─── Extracted material ───

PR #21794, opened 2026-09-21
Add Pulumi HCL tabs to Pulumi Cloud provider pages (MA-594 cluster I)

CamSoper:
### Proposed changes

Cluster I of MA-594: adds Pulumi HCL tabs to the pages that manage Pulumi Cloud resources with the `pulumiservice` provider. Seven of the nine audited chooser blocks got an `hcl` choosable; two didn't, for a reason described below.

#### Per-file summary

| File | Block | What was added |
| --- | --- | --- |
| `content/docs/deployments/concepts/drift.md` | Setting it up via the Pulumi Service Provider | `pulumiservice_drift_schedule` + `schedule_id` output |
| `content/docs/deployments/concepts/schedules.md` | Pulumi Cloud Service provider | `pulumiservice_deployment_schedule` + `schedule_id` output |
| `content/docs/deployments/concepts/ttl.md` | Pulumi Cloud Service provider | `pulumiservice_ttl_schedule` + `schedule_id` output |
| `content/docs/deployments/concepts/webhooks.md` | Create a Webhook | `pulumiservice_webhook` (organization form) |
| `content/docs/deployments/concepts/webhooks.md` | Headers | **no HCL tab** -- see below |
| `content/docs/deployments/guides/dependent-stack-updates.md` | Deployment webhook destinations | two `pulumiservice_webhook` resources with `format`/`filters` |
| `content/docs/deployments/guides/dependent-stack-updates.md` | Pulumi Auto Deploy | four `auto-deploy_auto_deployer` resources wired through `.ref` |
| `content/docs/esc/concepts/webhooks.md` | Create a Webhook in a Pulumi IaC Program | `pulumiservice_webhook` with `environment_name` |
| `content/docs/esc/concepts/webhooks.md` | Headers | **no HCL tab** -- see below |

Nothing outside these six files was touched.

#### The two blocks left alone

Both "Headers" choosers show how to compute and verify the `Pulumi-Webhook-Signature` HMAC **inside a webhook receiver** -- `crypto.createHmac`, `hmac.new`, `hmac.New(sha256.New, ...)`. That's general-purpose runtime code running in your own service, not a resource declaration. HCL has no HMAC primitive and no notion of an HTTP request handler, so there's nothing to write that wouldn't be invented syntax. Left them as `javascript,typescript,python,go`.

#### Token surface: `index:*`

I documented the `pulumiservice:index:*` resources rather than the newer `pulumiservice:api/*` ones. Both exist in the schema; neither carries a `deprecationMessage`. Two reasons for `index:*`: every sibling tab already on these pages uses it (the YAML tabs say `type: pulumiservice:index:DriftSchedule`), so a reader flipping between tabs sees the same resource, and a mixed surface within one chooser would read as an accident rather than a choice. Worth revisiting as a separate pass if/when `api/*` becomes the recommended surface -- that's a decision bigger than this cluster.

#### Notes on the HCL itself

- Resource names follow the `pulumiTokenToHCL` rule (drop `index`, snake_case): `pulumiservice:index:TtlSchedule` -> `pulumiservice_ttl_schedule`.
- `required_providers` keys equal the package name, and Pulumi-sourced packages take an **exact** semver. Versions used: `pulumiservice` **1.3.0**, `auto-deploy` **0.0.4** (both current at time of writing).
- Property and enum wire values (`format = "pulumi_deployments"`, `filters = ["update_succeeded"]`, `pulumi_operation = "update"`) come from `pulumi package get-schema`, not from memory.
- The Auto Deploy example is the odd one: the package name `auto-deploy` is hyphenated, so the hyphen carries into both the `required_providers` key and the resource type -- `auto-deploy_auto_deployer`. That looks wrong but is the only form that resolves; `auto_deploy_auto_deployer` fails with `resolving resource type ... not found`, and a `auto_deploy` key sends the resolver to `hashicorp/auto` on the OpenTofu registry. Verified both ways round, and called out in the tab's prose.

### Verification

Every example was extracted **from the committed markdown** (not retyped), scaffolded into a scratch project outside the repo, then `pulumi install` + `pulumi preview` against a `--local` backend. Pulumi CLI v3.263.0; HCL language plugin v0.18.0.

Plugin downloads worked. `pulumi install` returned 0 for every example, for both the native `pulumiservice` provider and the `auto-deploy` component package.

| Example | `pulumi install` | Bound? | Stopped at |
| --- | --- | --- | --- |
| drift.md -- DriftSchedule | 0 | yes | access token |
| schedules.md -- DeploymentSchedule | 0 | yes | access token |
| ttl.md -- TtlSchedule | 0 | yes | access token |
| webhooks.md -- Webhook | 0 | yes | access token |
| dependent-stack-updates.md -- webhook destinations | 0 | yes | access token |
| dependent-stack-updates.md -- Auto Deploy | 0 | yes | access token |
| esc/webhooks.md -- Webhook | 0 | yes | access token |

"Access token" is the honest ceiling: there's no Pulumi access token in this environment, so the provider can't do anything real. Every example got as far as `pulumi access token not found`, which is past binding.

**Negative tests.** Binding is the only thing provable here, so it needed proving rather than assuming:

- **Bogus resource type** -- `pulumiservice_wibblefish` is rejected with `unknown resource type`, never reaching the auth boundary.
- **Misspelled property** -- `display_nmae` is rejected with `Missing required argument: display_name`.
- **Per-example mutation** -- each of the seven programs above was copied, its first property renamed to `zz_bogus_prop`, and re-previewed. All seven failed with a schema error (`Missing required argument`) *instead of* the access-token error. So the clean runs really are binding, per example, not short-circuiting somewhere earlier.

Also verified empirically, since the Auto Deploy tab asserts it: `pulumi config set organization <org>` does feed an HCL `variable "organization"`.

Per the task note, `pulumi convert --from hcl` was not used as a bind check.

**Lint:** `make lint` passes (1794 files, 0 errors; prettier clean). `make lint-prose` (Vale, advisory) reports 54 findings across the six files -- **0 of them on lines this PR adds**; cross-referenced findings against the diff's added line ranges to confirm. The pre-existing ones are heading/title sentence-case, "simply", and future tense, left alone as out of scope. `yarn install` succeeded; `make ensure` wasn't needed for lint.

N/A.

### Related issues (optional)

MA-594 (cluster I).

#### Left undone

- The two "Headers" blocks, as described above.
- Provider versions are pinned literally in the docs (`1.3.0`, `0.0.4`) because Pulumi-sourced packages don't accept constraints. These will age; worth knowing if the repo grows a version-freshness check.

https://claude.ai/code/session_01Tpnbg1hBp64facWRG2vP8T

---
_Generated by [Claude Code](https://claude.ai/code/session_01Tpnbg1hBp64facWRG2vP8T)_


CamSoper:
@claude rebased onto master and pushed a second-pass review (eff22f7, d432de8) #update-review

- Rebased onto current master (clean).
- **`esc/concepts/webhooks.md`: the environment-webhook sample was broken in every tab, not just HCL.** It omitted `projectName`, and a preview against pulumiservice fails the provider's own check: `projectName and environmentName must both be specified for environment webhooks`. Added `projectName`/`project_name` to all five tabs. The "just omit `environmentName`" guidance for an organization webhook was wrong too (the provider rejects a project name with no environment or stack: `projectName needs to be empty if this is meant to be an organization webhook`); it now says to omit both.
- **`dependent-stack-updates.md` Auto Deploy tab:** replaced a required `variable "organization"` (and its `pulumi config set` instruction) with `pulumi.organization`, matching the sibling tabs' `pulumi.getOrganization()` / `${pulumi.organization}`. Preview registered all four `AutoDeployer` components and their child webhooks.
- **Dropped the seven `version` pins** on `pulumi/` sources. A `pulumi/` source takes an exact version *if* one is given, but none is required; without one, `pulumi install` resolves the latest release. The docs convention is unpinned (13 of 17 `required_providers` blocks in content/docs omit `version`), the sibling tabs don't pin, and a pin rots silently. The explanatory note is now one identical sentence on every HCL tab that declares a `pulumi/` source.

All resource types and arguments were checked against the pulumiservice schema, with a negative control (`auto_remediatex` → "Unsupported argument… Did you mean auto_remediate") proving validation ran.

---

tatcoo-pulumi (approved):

───

Problem -
Print the whole listing exactly as it is.

Problem solution -
PR #21794, opened 2026-09-21
Add Pulumi HCL tabs to Pulumi Cloud provider pages (MA-594 cluster I)

CamSoper:
### Proposed changes

Cluster I of MA-594: adds Pulumi HCL tabs to the pages that manage Pulumi Cloud resources with the `pulumiservice` provider. Seven of the nine audited chooser blocks got an `hcl` choosable; two didn't, for a reason described below.

#### Per-file summary

| File | Block | What was added |
| --- | --- | --- |
| `content/docs/deployments/concepts/drift.md` | Setting it up via the Pulumi Service Provider | `pulumiservice_drift_schedule` + `schedule_id` output |
| `content/docs/deployments/concepts/schedules.md` | Pulumi Cloud Service provider | `pulumiservice_deployment_schedule` + `schedule_id` output |
| `content/docs/deployments/concepts/ttl.md` | Pulumi Cloud Service provider | `pulumiservice_ttl_schedule` + `schedule_id` output |
| `content/docs/deployments/concepts/webhooks.md` | Create a Webhook | `pulumiservice_webhook` (organization form) |
| `content/docs/deployments/concepts/webhooks.md` | Headers | **no HCL tab** -- see below |
| `content/docs/deployments/guides/dependent-stack-updates.md` | Deployment webhook destinations | two `pulumiservice_webhook` resources with `format`/`filters` |
| `content/docs/deployments/guides/dependent-stack-updates.md` | Pulumi Auto Deploy | four `auto-deploy_auto_deployer` resources wired through `.ref` |
| `content/docs/esc/concepts/webhooks.md` | Create a Webhook in a Pulumi IaC Program | `pulumiservice_webhook` with `environment_name` |
| `content/docs/esc/concepts/webhooks.md` | Headers | **no HCL tab** -- see below |

Nothing outside these six files was touched.

#### The two blocks left alone

Both "Headers" choosers show how to compute and verify the `Pulumi-Webhook-Signature` HMAC **inside a webhook receiver** -- `crypto.createHmac`, `hmac.new`, `hmac.New(sha256.New, ...)`. That's general-purpose runtime code running in your own service, not a resource declaration. HCL has no HMAC primitive and no notion of an HTTP request handler, so there's nothing to write that wouldn't be invented syntax. Left them as `javascript,typescript,python,go`.

#### Token surface: `index:*`

I documented the `pulumiservice:index:*` resources rather than the newer `pulumiservice:api/*` ones. Both exist in the schema; neither carries a `deprecationMessage`. Two reasons for `index:*`: every sibling tab already on these pages uses it (the YAML tabs say `type: pulumiservice:index:DriftSchedule`), so a reader flipping between tabs sees the same resource, and a mixed surface within one chooser would read as an accident rather than a choice. Worth revisiting as a separate pass if/when `api/*` becomes the recommended surface -- that's a decision bigger than this cluster.

#### Notes on the HCL itself

- Resource names follow the `pulumiTokenToHCL` rule (drop `index`, snake_case): `pulumiservice:index:TtlSchedule` -> `pulumiservice_ttl_schedule`.
- `required_providers` keys equal the package name, and Pulumi-sourced packages take an **exact** semver. Versions used: `pulumiservice` **1.3.0**, `auto-deploy` **0.0.4** (both current at time of writing).
- Property and enum wire values (`format = "pulumi_deployments"`, `filters = ["update_succeeded"]`, `pulumi_operation = "update"`) come from `pulumi package get-schema`, not from memory.
- The Auto Deploy example is the odd one: the package name `auto-deploy` is hyphenated, so the hyphen carries into both the `required_providers` key and the resource type -- `auto-deploy_auto_deployer`. That looks wrong but is the only form that resolves; `auto_deploy_auto_deployer` fails with `resolving resource type ... not found`, and a `auto_deploy` key sends the resolver to `hashicorp/auto` on the OpenTofu registry. Verified both ways round, and called out in the tab's prose.

### Verification

Every example was extracted **from the committed markdown** (not retyped), scaffolded into a scratch project outside the repo, then `pulumi install` + `pulumi preview` against a `--local` backend. Pulumi CLI v3.263.0; HCL language plugin v0.18.0.

Plugin downloads worked. `pulumi install` returned 0 for every example, for both the native `pulumiservice` provider and the `auto-deploy` component package.

| Example | `pulumi install` | Bound? | Stopped at |
| --- | --- | --- | --- |
| drift.md -- DriftSchedule | 0 | yes | access token |
| schedules.md -- DeploymentSchedule | 0 | yes | access token |
| ttl.md -- TtlSchedule | 0 | yes | access token |
| webhooks.md -- Webhook | 0 | yes | access token |
| dependent-stack-updates.md -- webhook destinations | 0 | yes | access token |
| dependent-stack-updates.md -- Auto Deploy | 0 | yes | access token |
| esc/webhooks.md -- Webhook | 0 | yes | access token |

"Access token" is the honest ceiling: there's no Pulumi access token in this environment, so the provider can't do anything real. Every example got as far as `pulumi access token not found`, which is past binding.

**Negative tests.** Binding is the only thing provable here, so it needed proving rather than assuming:

- **Bogus resource type** -- `pulumiservice_wibblefish` is rejected with `unknown resource type`, never reaching the auth boundary.
- **Misspelled property** -- `display_nmae` is rejected with `Missing required argument: display_name`.
- **Per-example mutation** -- each of the seven programs above was copied, its first property renamed to `zz_bogus_prop`, and re-previewed. All seven failed with a schema error (`Missing required argument`) *instead of* the access-token error. So the clean runs really are binding, per example, not short-circuiting somewhere earlier.

Also verified empirically, since the Auto Deploy tab asserts it: `pulumi config set organization <org>` does feed an HCL `variable "organization"`.

Per the task note, `pulumi convert --from hcl` was not used as a bind check.

**Lint:** `make lint` passes (1794 files, 0 errors; prettier clean). `make lint-prose` (Vale, advisory) reports 54 findings across the six files -- **0 of them on lines this PR adds**; cross-referenced findings against the diff's added line ranges to confirm. The pre-existing ones are heading/title sentence-case, "simply", and future tense, left alone as out of scope. `yarn install` succeeded; `make ensure` wasn't needed for lint.

N/A.

### Related issues (optional)

MA-594 (cluster I).

#### Left undone

- The two "Headers" blocks, as described above.
- Provider versions are pinned literally in the docs (`1.3.0`, `0.0.4`) because Pulumi-sourced packages don't accept constraints. These will age; worth knowing if the repo grows a version-freshness check.

https://claude.ai/code/session_01Tpnbg1hBp64facWRG2vP8T

---
_Generated by [Claude Code](https://claude.ai/code/session_01Tpnbg1hBp64facWRG2vP8T)_


CamSoper:
@claude rebased onto master and pushed a second-pass review (eff22f7, d432de8) #update-review

- Rebased onto current master (clean).
- **`esc/concepts/webhooks.md`: the environment-webhook sample was broken in every tab, not just HCL.** It omitted `projectName`, and a preview against pulumiservice fails the provider's own check: `projectName and environmentName must both be specified for environment webhooks`. Added `projectName`/`project_name` to all five tabs. The "just omit `environmentName`" guidance for an organization webhook was wrong too (the provider rejects a project name with no environment or stack: `projectName needs to be empty if this is meant to be an organization webhook`); it now says to omit both.
- **`dependent-stack-updates.md` Auto Deploy tab:** replaced a required `variable "organization"` (and its `pulumi config set` instruction) with `pulumi.organization`, matching the sibling tabs' `pulumi.getOrganization()` / `${pulumi.organization}`. Preview registered all four `AutoDeployer` components and their child webhooks.
- **Dropped the seven `version` pins** on `pulumi/` sources. A `pulumi/` source takes an exact version *if* one is given, but none is required; without one, `pulumi install` resolves the latest release. The docs convention is unpinned (13 of 17 `required_providers` blocks in content/docs omit `version`), the sibling tabs don't pin, and a pin rots silently. The explanatory note is now one identical sentence on every HCL tab that declares a `pulumi/` source.

All resource types and arguments were checked against the pulumiservice schema, with a negative control (`auto_remediatex` → "Unsupported argument… Did you mean auto_remediate") proving validation ran.

---

tatcoo-pulumi (approved):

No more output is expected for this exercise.